Back in 2021, I wrote an essay about the great musicians who, surprisingly, had performed at my high school, in Kansas City, in the nineteen-sixties: the Crystals, the Drifters, Booker T. & the M.G.’s, Ike & Tina Turner. There were so many of them that I assumed high-school dances with big-name talent must have been common in that era, but that turned out not to be the case. Tina Turner and Booker T. Washington both told me that they had almost never performed at high schools, even when they were starting out. The only similar example I found involved St. Xavier High School, an all-boys Catholic prep school in Cincinnati. Xavier’s prom in 1968 featured the Yardbirds, a group that had had a remarkable succession of lead guitarists: Eric Clapton, followed by Jeff Beck, followed by Jimmy Page. The Xavier prom took place at an inflection point in the history of popular music: just a few weeks later, the Yardbirds split up, and Page formed Led Zeppelin.
I couldn’t find a way to include Xavier’s prom in an essay about my own high school, but I thought about it recently when my wife and I saw the new documentary “Becoming Led Zeppelin.” The movie—which was directed by Bernard MacMahon and written by him and Allison McGourty—doesn’t mention the school, of course, but it perfectly describes the musical and cultural contexts in which the 1968 prom took place. The day after we saw the movie, I found a phone number for Rip Pelley, the president of Xavier’s junior student council at the time. I called him, and asked him to reminisce.
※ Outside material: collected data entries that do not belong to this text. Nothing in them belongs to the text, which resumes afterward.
PR #1914, opened 2021-07-18
Remove the use of pyqtgraph.ptime

j9ac9k:
With us supporting python3.7+, we have no more need for the ptime module
and can instead safely use perf_counter for everything.

### DIFF
--- a/examples/ImageItem.py
+++ b/examples/ImageItem.py
@@ -34,14 +34,14 @@ data = np.random.normal(size=(15, 600, 600), loc=1024, scale=64).astype(np.uint1
 i = 0
 
 updateTime = perf_counter()
-fps = 0
+elapsed = 0
 
 timer = QtCore.QTimer()
 timer.setSingleShot(True)
 # not using QTimer.singleShot() because of persistence on PyQt. see PR #1605
 
 def updateData():
-    global img, data, i, updateTime, fps
+    global img, data, i, updateTime, elapsed
 
     ## Display the data
     img.setImage(data[i])
@@ -49,11 +49,11 @@ def updateData():
 
     timer.start(1)
     now = perf_counter()
-    fps2 = 1.0 / (now-updateTime)
+    elapsed_now = now - updateTime
     updateTime = now
-    fps = fps * 0.9 + fps2 * 0.1
-    
-    #print "%0.1f fps" % fps
+    elapsed = elapsed * 0.9 + elapsed_now * 0.1
+
+    # print(f"{1 / elapsed:.1f} fps")
     
 timer.timeout.connect(updateData)
 updateData()
--- a/examples/ImageItem.py
+++ b/examples/ImageItem.py
@@ -9,7 +9,7 @@ import initExample
 from pyqtgraph.Qt import QtCore, QtGui
 import numpy as np
 import pyqtgraph as pg
-import pyqtgraph.ptime as ptime
+from time import perf_counter
 
 app = pg.mkQApp("ImageItem Example")
 
@@ -33,7 +33,7 @@ view.setRange(QtCore.QRectF(0, 0, 600, 600))
 data = np.random.normal(size=(15, 600, 600), loc=1024, scale=64).astype(np.uint16)
 i = 0
 
-updateTime = ptime.time()
+updateTime = perf_counter()
 fps = 0
 
 timer = QtCore.QTimer()
@@ -48,7 +48,7 @@ def updateData():
     i = (i+1) % data.shape[0]
 
     timer.start(1)
-    now = ptime.time()
+    now = perf_counter()
     fps2 = 1.0 / (now-updateTime)
     updateTime = now
     fps = fps * 0.9 + fps2 * 0.1
--- a/examples/PlotSpeedTest.py
+++ b/examples/PlotSpeedTest.py
@@ -3,13 +3,15 @@
 """
 Update a simple plot as rapidly as possible to measure speed.
 """
-import initExample
+
 ## Add path to library (just for examples; you do not need this)
-from time import perf_counter
+import initExample
+
 from collections import deque
 from pyqtgraph.Qt import QtGui, QtCore
 import numpy as np
 import pyqtgraph as pg
+from time import perf_counter
 
 app = pg.mkQApp("Plot Speed Test")
 
--- a/examples/infiniteline_performance.py
+++ b/examples/infiniteline_performance.py
@@ -4,7 +4,8 @@ import initExample ## Add path to library (just for examples; you do not need th
 from pyqtgraph.Qt import QtGui, QtCore
 import numpy as np
 import pyqtgraph as pg
-from pyqtgraph.ptime import time
+from time import perf_counter
+
 app = pg.mkQApp("Infinite Line Performance")
 
 p = pg.plot()
@@ -20,7 +21,7 @@ for i in range(100):
 
 data = np.random.normal(size=(50, 5000))
 ptr = 0
-lastTime = time()
+lastTime = perf_counter()
 fps = None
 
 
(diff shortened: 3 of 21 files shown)


j9ac9k:
EDIT also fixes the nit-pick issue identified by @ixjlyons in the previous PR I merged but didn't address 😬

examples/PlotSpeedTest.py
```diff
@@ -30,10 +31,10 @@ def update():
 
     ptr += 1
     # Measure
-    t_start = perf_counter()
+    t_start = pg.time()
     curve.setData(data[ptr % 10])
     app.processEvents(QtCore.QEventLoop.ProcessEventsFlag.AllEvents)
-    elapsed.append(perf_counter() - t_start)
+    elapsed.append(pg.time() - t_start)
```
NilsNemitz, line 37: Sorry, what happened here?
Does this swap from perf_counter back to pg.time?

pyqtgraph/imageview/ImageView.py
```diff
@@ -483,12 +483,12 @@ def evalKeyState(self):
             if key == QtCore.Qt.Key.Key_Right:
                 self.play(20)
                 self.jumpFrames(1)
-                self.lastPlayTime = ptime.time() + 0.2  ## 2ms wait before start
+                self.lastPlayTime = perf_counter() + 0.2  ## 2ms wait before start
```
NilsNemitz, line 486: Is this 200 ms?

j9ac9k: yeah, I'm thinking that the comment here is wrong...I should look at the git history to try and get a little more context.

pyqtgraph/SignalProxy.py
```diff
@@ -76,7 +76,7 @@ def flush(self):
             return False
         args, self.args = self.args, None
         self.timer.stop()
-        self.lastFlushTime = time()
+        self.lastFlushTime = perf_counter()
         self.sigDelayed.emit(args)
         return True
```
NilsNemitz, line 82: I guess this needs perf_counter (and not just time.time() ) to allow precise rate limiting at short intervals?
 
Unrelated to this PR:
Below this is a the disconnect function with a comment regarding a workaround for PySide on Python 2.
Do you know that that is about and if it can be removed or simplified now?

NilsNemitz (approved):
Dear @j9ac9k , I looked at all the changes and did not see anything really problematic.
I also ran all the modified examples, and they all seem to give FPS values in the expected range. So I think this can be merged.

Before that, I left a few small comments to look at.

pyqtgraph/imageview/ImageView.py
j9ac9k: @outofculture you have insight here?  Looks like this manipulates the timing during key-strokes, I'm assuming the comment is wrong, but should the value being added be modified?

examples/infiniteline_performance.py
```diff
@@ -4,7 +4,8 @@
 from pyqtgraph.Qt import QtGui, QtCore
```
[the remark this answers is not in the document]
j9ac9k: I don't think so? I'm starting to think we should better compartmentalize our benchmarks vs. examples ...this is basically PlotSpeedTest.py with a bunch of infinitelines drawn.

examples/multiplePlotSpeedTest.py
```diff
@@ -71,7 +72,7 @@ def fastPlot():
     item.setPen(pg.mkPen('w'))
     plt.addItem(item)
     
-    dt = pg.ptime.time() - start
+    dt = perf_counter() - start
     print("Create plots took: %0.3fms" % (dt*1000))
```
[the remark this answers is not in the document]
j9ac9k: fair point, easy enough to change!

pyqtgraph/SignalProxy.py
j9ac9k: Fairly sure it can be simplified/removed now... although that should probably be its own commit in case we have to git-bisect our way back.  PySide1 has almost no resemblance to PySide2 of today (besides the name)

j9ac9k: looking a bit more on it, this can be simplified a great deal now with the use of [`weakref.finalize`](https://docs.python.org/3/library/weakref.html#weakref.finalize) which is new in python 3.4

examples/ImageItem.py
```diff
@@ -48,7 +48,7 @@ def updateData():
     i = (i+1) % data.shape[0]
 
     timer.start(1)
-    now = ptime.time()
+    now = perf_counter()
```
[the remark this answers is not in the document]
j9ac9k: > How do we do this elsewhere?

We're all over the map on this, and I suspect we will need to have a collective discussion on how we should do it, and apply the change elsewhere...

pyqtgraph/SignalProxy.py
j9ac9k: actually while I just tried this, I realized there is a gotcha with weakref.finalize, you cannot reference the object being finalized within the method being called...which is a bit problematic due to how we handle the signals... might be worth revisiting more later, but going to file this under "if it's stupid, and it works, it's not stupid".

pyqtgraph/imageview/ImageView.py
NilsNemitz: This very much looks like an outdated comment. If we can't figure it out, maybe just drop the "2ms" value and keep it as  `# wait before start` ?

examples/ImageItem.py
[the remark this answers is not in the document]
NilsNemitz: I am good with leaving this as it is here for now, since it doesn't actually output anything by default.

examples/infiniteline_performance.py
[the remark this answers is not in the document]
NilsNemitz: It seems that it isn't so useful to have this if it isn't reference anywhere, but I am good with keeping it in its current hiding place. I think I would add it to the "benchmark" section of the example app, though.

pyqtgraph/SignalProxy.py
NilsNemitz: If your reading of the comment is "This implementation was chosen because it also works on Pyside" then I agree.
At first glance the current code looked reasonable enough. It also did not look like this wouldn't typically be part of anything time-critical. So, seems good not to touch it unless you see a nice way to make it elegant!

pyqtgraph/imageview/ImageView.py
j9ac9k: I'll give @outofculture a day or so to chime in but yeah otherwise drop the numerical value in the comment I think is the best way to go forward.

outofculture: This comment is from a Luke-omnibus commit 10 years ago, and it's definitely incorrect compared to the code. `lastPlayTime` is only used in the `ImageView.timeout` method, which controls the auto-advancing play behavior and has a no-op when "`lastPlayTime` is in the future". If I had to give this line a comment, it would be "effectively pauses playback for 0.2s".

pyqtgraph/SignalProxy.py
j9ac9k: I've been thinking of drafting a PR to try and remove some of these Qt4 work-arounds/band-aids one commit at a time (for git bisect purposes)... I'll be sure to try and clean this up then!

examples/scrollingPlots.py
```diff
@@ -78,7 +79,7 @@ def update2():
 
 def update3():
     global p5, data5, ptr5, curves
-    now = pg.ptime.time()
+    now = perf_counter()
```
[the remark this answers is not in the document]
j9ac9k: Created #1916 from this comment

“We had two different proms, a junior prom and a senior prom, and each of them always had a typical boring orchestra,” he said. “My idea was pretty simple: let’s put the two proms together and get a rock band.” The juniors were more enthusiastic than the seniors, who didn’t necessarily want eleventh-grade babies spoiling their big party, but a narrow majority voted in favor. On weekends, in those days, Pelley played guitar in a cover band that sometimes performed as a local opening act for the Lemon Pipers, a one-hit wonder from Oxford, Ohio, fifty miles north of Cincinnati. (Their one hit was “Green Tambourine,” which reached No. 1, for a single week, in February, 1968.) Pelley’s band, Uncle Sam’s Population, had an agent, who gave him the phone number of a bigger agent, in New York. “I called the guy, and we went through a list of bands that were available and kind of in our price range,” Pelley told me. They settled on the Grass Roots, a folk-oriented rock group, whose two big songs—“Let’s Live for Today” and “Midnight Confessions”—were unlikely to raise alarms with the Jesuits who ran the school.